Disadvantages: Currently, the price is slightly higher than activated carbon and acid washing towers;

Integrated turbulent spray deodorization equipment:

Advantages:

1. Best treatment effect, can meet the emission limits of the latest and strictest "Emission Standard for Malodorous Pollutants" 2019 (draft for comments)

2. Low power, energy-saving, no consumables, extremely low operating cost.

3. Small size, light weight, suitable for various new and old facilities.
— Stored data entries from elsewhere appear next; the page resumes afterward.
PR #553, opened 2023-09-02
fix(haskell): Update `haskell-tools.nvim` to v2.0.0

Per48edjes:
## 📑 Description

Update the Haskell pack's `init.lua` to reflect the changes made in mrcjkb/haskell-tools.nvim#227. (The changes herein are lifted directly from the plugin creator's suggested `lazy.nvim` config.)

## ℹ Additional Information

- mrcjkb/haskell-tools.nvim#238 prompted an updated (for me) from v1.0.0 to v2.0.0
- This is my first time contributing to this project, so any guidance is most appreciated!
  - *Caveat lector*: As someone who just recently transitioned from `vim` to Neovim, I'm also a newbie when it comes to Lua configs... 😬

### DIFF
--- a/lua/astrocommunity/pack/haskell/init.lua
+++ b/lua/astrocommunity/pack/haskell/init.lua
@@ -21,7 +21,7 @@ return {
       utils.list_insert_unique(astronvim.lsp.skip_setup, "hls")
       vim.g.haskell_tools = {
         hls = {
-          on_attach = function(client, bufnr, ht) 
+          on_attach = function(client, bufnr, ht)
             require("astronvim.utils.lsp").on_attach(client, bufnr)
             ht.dap.discover_configurations(bufnr)
           end,
--- a/lua/astrocommunity/pack/haskell/init.lua
+++ b/lua/astrocommunity/pack/haskell/init.lua
@@ -19,13 +19,8 @@ return {
     branch = "2.x.x", -- Recommended
     init = function() -- Optional, see Advanced configuration
       vim.g.haskell_tools = {
-        tools = {
-          -- ...
-        },
         hls = {
-          ---@param ht is a copy of the haskell-tools module
-          on_attach = function(client, bufnr, ht) end,
-          -- ...
+          on_attach = function(client, bufnr) require("astronvim.utils.lsp").on_attach(client, bufnr) end,
         },
       }
     end,
--- a/lua/astrocommunity/pack/haskell/init.lua
+++ b/lua/astrocommunity/pack/haskell/init.lua
@@ -18,9 +18,13 @@ return {
     },
     branch = "2.x.x", -- Recommended
     init = function() -- Optional, see Advanced configuration
+      utils.list_insert_unique(astronvim.lsp.skip_setup, "hls")
       vim.g.haskell_tools = {
         hls = {
-          on_attach = function(client, bufnr) require("astronvim.utils.lsp").on_attach(client, bufnr) end,
+          on_attach = function(client, bufnr, ht) 
+            require("astronvim.utils.lsp").on_attach(client, bufnr)
+            ht.dap.discover_configurations(bufnr)
+          end,
         },
       }
     end,
--- a/lua/astrocommunity/pack/haskell/init.lua
+++ b/lua/astrocommunity/pack/haskell/init.lua
@@ -12,33 +12,25 @@ return {
   },
   {
     "mrcjkb/haskell-tools.nvim",
-    ft = { "haskell" },
-    branch = "1.x.x", -- recommended by haskell-tools
-    init = function() astronvim.lsp.skip_setup = utils.list_insert_unique(astronvim.lsp.skip_setup, "hls") end,
-    opts = {
-      hls = {
-        on_attach = function(client, bufnr) require("astronvim.utils.lsp").on_attach(client, bufnr) end,
-      },
-    },
-    config = function(_, opts)
-      local tools = require "haskell-tools"
-      vim.api.nvim_create_autocmd("Filetype", {
-        pattern = "haskell", -- autocmd to start haskell-tools
-        callback = function() tools.start_or_attach(opts) end,
-      })
-
-      vim.api.nvim_create_autocmd("LspAttach", {
-        pattern = "*.hs", -- autocmd to start haskell-tools
-        callback = function(args)
-          local client = vim.lsp.get_client_by_id(args.data.client_id)
-          if client.name == "haskell-tools.nvim" then tools.dap.discover_configurations(args.buf) end
-        end,
-      })
-    end,
     dependencies = {
       "nvim-lua/plenary.nvim",
-      "nvim-telescope/telescope.nvim", -- optional
+      "nvim-telescope/telescope.nvim", -- Optional
     },
+    branch = "2.x.x", -- Recommended
+    init = function() -- Optional, see Advanced configuration
+      vim.g.haskell_tools = {
+        tools = {
+          -- ...
+        },
+        hls = {
+          ---@param ht is a copy of the haskell-tools module
+          on_attach = function(client, bufnr, ht) end,
+          -- ...
+        },
+      }
+    end,
+    -- load the plugin when opening one of the following file types
+    ft = { "haskell", "lhaskell", "cabal", "cabalproject" },
   },
   {
     "williamboman/mason-lspconfig.nvim",
--- a/lua/astrocommunity/pack/haskell/init.lua
+++ b/lua/astrocommunity/pack/haskell/init.lua
@@ -14,11 +14,11 @@ return {
     "mrcjkb/haskell-tools.nvim",
     dependencies = {
       "nvim-lua/plenary.nvim",
-      "nvim-telescope/telescope.nvim", -- Optional
+      { "nvim-telescope/telescope.nvim", optional = true }, -- Optional
     },
     branch = "2.x.x", -- Recommended
     init = function() -- Optional, see Advanced configuration
-      utils.list_insert_unique(astronvim.lsp.skip_setup, "hls")
+      astronvim.lsp.skip_setup = utils.list_insert_unique(astronvim.lsp.skip_setup, "hls")
       vim.g.haskell_tools = {
         hls = {
           on_attach = function(client, bufnr, ht)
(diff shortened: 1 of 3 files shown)


lua/astrocommunity/pack/haskell/init.lua
```diff
@@ -12,33 +12,20 @@ return {
...
       "nvim-lua/plenary.nvim",
-      "nvim-telescope/telescope.nvim", -- optional
+      "nvim-telescope/telescope.nvim", -- Optional
     },
+    branch = "2.x.x", -- Recommended
+    init = function() -- Optional, see Advanced configuration
+      vim.g.haskell_tools = {
+        hls = {
+          on_attach = function(client, bufnr) require("astronvim.utils.lsp").on_attach(client, bufnr) end,
+        },
```
mrcjkb, line 24: Since the `LspAttach` autocommand that adds the nvim-dap configurations has been deleted, you could put it in here (the `on_attach` function passes in a `ht` (`HaskellTools` object):

```suggestion
          on_attach = function(client, bufnr, ht) 
            require("astronvim.utils.lsp").on_attach(client, bufnr)
            ht.dap.discover_configurations(bufnr)
          end,
        },
```

Note: If it's possible for users to uninstall nvim-dap, then you might want to check if nvim-dap is installed first:

```lua
on_attach = function(client, bufnr, ht) 
  require("astronvim.utils.lsp").on_attach(client, bufnr)
  local has_dap, _ = pcall(require, 'dap')
  if has_dap then
    ht.dap.discover_configurations(bufnr)
  end
end,
```

lua/astrocommunity/pack/haskell/init.lua
```diff
@@ -12,33 +12,20 @@ return {
...
-    end,
     dependencies = {
       "nvim-lua/plenary.nvim",
-      "nvim-telescope/telescope.nvim", -- optional
+      "nvim-telescope/telescope.nvim", -- Optional
     },
+    branch = "2.x.x", -- Recommended
+    init = function() -- Optional, see Advanced configuration
+      vim.g.haskell_tools = {
+        hls = {
```
mrcjkb, line 22: This looks like it should stay in the `init` function:

```lua
utils.list_insert_unique(astronvim.lsp.skip_setup, "hls")
```

```suggestion
    init = function() -- Optional, see Advanced configuration
      utils.list_insert_unique(astronvim.lsp.skip_setup, "hls")
      vim.g.haskell_tools = {
        hls = {
```

lua/astrocommunity/pack/haskell/init.lua
```diff
@@ -12,33 +12,20 @@ return {
...
-        callback = function(args)
-          local client = vim.lsp.get_client_by_id(args.data.client_id)
-          if client.name == "haskell-tools.nvim" then tools.dap.discover_configurations(args.buf) end
-        end,
-      })
-    end,
     dependencies = {
       "nvim-lua/plenary.nvim",
-      "nvim-telescope/telescope.nvim", -- optional
+      "nvim-telescope/telescope.nvim", -- Optional
```
mrcjkb, line 17: Not directly related to this PR, as it was already there,
but I would suggest not adding the telescope dependency here.
If a user wants telescope uninstalled for some reason, they might be annoyed if it's automatically installed because it's listed as a dependency for haskell-tools.

mrcjkb (changes requested):

mrcjkb (approved):

mrcjkb:
Nit: I would suggest changing the PR title's prefix to `chore(deps):`, as this is not really a bug fix.

Per48edjes:
> Nit: I would suggest changing the PR title's prefix to `chore(deps):`, as this is not really a bug fix.

Fair enough; will update the type to `chore` but I think this project wants the [scope to be the existing enclosing folder](https://github.com/AstroNvim/astrocommunity/blob/177f8f4dd0cf8e0e00c52f651e88dc5b7dcde63c/CONTRIBUTING.md?plain=1#L68).

lua/astrocommunity/pack/haskell/init.lua
Uzaaft:
```lua
{
"nvim-telescope/telescope.nvim",
optional = true
}
```
Solves this issue. :)
Reference: https://github.com/folke/lazy.nvim#-plugin-spec

Uzaaft:
@Per48edjes  Your first PR title was fine. :)

lua/astrocommunity/pack/haskell/init.lua
mrcjkb: Oh, nice. I'll update the snippet in the readme.

lua/astrocommunity/pack/haskell/init.lua
```diff
@@ -12,33 +12,24 @@ return {
...
     },
+    branch = "2.x.x", -- Recommended
+    init = function() -- Optional, see Advanced configuration
+      utils.list_insert_unique(astronvim.lsp.skip_setup, "hls")
```
Uzaaft, line 21: I don't think `utils.list_insert_unique` is in place. See the similar code in typescript pack.

Uzaaft (changes requested):
1. Add optional to telescope.nvim
2. I don't think `utils.list_insert_unique(astronvim.lsp.skip_setup, "hls")` is inplace

lua/astrocommunity/pack/haskell/init.lua
mrcjkb: Yup. This should be

```lua
astronvim.lsp.skip_setup = utils.list_insert_unique(astronvim.lsp.skip_setup, "hls")
```

(Was missing in the snippet in my previous comment for some reason)

lua/astrocommunity/pack/haskell/init.lua
```diff
@@ -12,33 +12,24 @@ return {
...
+      vim.g.haskell_tools = {
```
mrcjkb, line 22: I just had a thought: I don't know if AstroNvim packages are designed to be user configurable.
It seems like they are, as `opts` can be a function that takes an `opts` parameter, which I'm assuming can be influenced by the user? (See for example the [java pack](https://github.com/AstroNvim/astrocommunity/blob/bb528993675119e4392acd1aea2b1691d5791005/lua/astrocommunity/pack/java/init.lua#L36)).

If this is the case, then I would suggest putting this line in the `init` function:

```lua
astronvim.lsp.skip_setup = utils.list_insert_unique(astronvim.lsp.skip_setup, "hls")
```

And setting `vim.g.haskell_tools` in the `config` function (merging the default with the `opts` passed to `config`).
I had recommended to set `vim.g.haskell_tools` in the `init` function, 
because lazy.nvim doesn't use Neovim's built-in initialisation order and I wanted to be on the safe side, setting `vim.g.haskell_tools` as early as possible). But iin principle it can also be set in the `config` function.

Note: As the previous package wasn't user-configurable, please don't see this as a blocker for this PR.

Uzaaft: It can, I don't think it should.

mrcjkb: @Uzaaft I presume you're referring to the fact that `vim.g.haskell_tools` can go in `config`?

What's your reasoning?

Uzaaft: All examples I've seen from folke does `vim.g` stuff in `init`

mrcjkb: That makes sense for plugins that have their Initialization in the `plugin` directory (see `:h runtimepath`), which is the majority of Vimscript plugins.

This is not the case for `haskell-tools`, which has its initialization in `ftplugin`.

mrcjkb, line 22: Another option (to keep user-configurability) would be:

```suggestion
      vim.g.haskell_tools = vim.g.haskell_tools or {
```

Per48edjes:
> 1. Add optional to telescope.nvim
> 2. I don't think `utils.list_insert_unique(astronvim.lsp.skip_setup, "hls")` is inplace. It should be
>    `astronvim.lsp.skip_setup = utils.list_insert_unique(astronvim.lsp.skip_setup, "hls")`

Incorporated these in ead0450! Happy to continue moving this forward -- would need some direction on whether this is good as is or whether we're trying to throw `vim.g` in `config`.

mrcjkb:
> > 1. Add optional to telescope.nvim
> > 2. I don't think `utils.list_insert_unique(astronvim.lsp.skip_setup, "hls")` is inplace. It should be
> >    `astronvim.lsp.skip_setup = utils.list_insert_unique(astronvim.lsp.skip_setup, "hls")`
> 
> Incorporated these in [ead0450](https://github.com/AstroNvim/astrocommunity/commit/ead04502aa20dc7ee35ec45b5bfea4cc0e742c76)! Happy to continue moving this forward -- would need some direction on whether this is good as is or whether we're trying to throw `vim.g` in `config`.

I don't use AstroNvim, so I don't feel strongly about this.
My recommendation would be to either one of

- set `vim.g.haskell_tools` in `config` (by merging a default with the `opts` argument - this is fine for a lazily initialized filetype plugin)
-  or incorporate my second suggestion `vim.g.haskell_tools = vim.g.haskell_tools or { ... }` in `init`, so that users can override it if they want.

On a related note: haskell-tools will soon auto-discover DAP configurations by default if `nvim-dap` is installed and a `haskell-debug-adapter` executable is detected, see: https://github.com/mrcjkb/haskell-tools.nvim/pull/249
So the call to `ht.dap.discover_configurations` will soon be redundant.

Uzaaft:
> 

Appreciate the heads up on the v2.1 launch @mrcjkb

Uzaaft:
I'll leave the last word to @mrcjkb  He knows his plugin well enough. Any thoughts about where the vim.g code should go, etc?

mrcjkb:
> I'll leave the last word to @mrcjkb He knows his plugin well enough. Any thoughts about where the vim.g code should go, etc?

Let's merge this as is for now and I'll open a separate PR after the 2.1 haskell-tools release 😄

Uzaaft:
> > I'll leave the last word to @mrcjkb He knows his plugin well enough. Any thoughts about where the vim.g code should go, etc?
> 
> Let's merge this as is for now and I'll open a separate PR after the 2.1 haskell-tools release 😄

Looking forward to it!

Uzaaft (approved):

Per48edjes:
Thanks for all the help @mrcjkb & @Uzaaft ! 🙏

4. Has multiple experimental animal facility qualified third-party test reports to verify accurate results.

5. Automated operation: unattended operation, remote control, data remote feedback to the monitoring room function.

6. Good applicability and stability, with over 300 experimental animal achievements nationwide

7. It can handle both organic and inorganic substances.

Disadvantages: Patented product, higher initial investment cost, but extremely low later operation and maintenance cost.

Compound dual-medium discharge high-energy ion odor removal equipment:

Advantages: The high-energy ion waste gas odor treatment system has a significant odor removal effect, low cost, low energy consumption, low operating costs, no secondary pollution. It handles organized fixed pollution source waste gas generated by the laboratory. Installed at the end of the exhaust pipe, it can effectively handle various inorganic gaseous pollutants in the exhaust air, effectively improving the pollution of laboratory exhaust gas to the atmospheric environment, and can avoid the risks associated with the emission of biosafety gases;

Disadvantages: Higher initial investment cost, but low later operation and maintenance cost.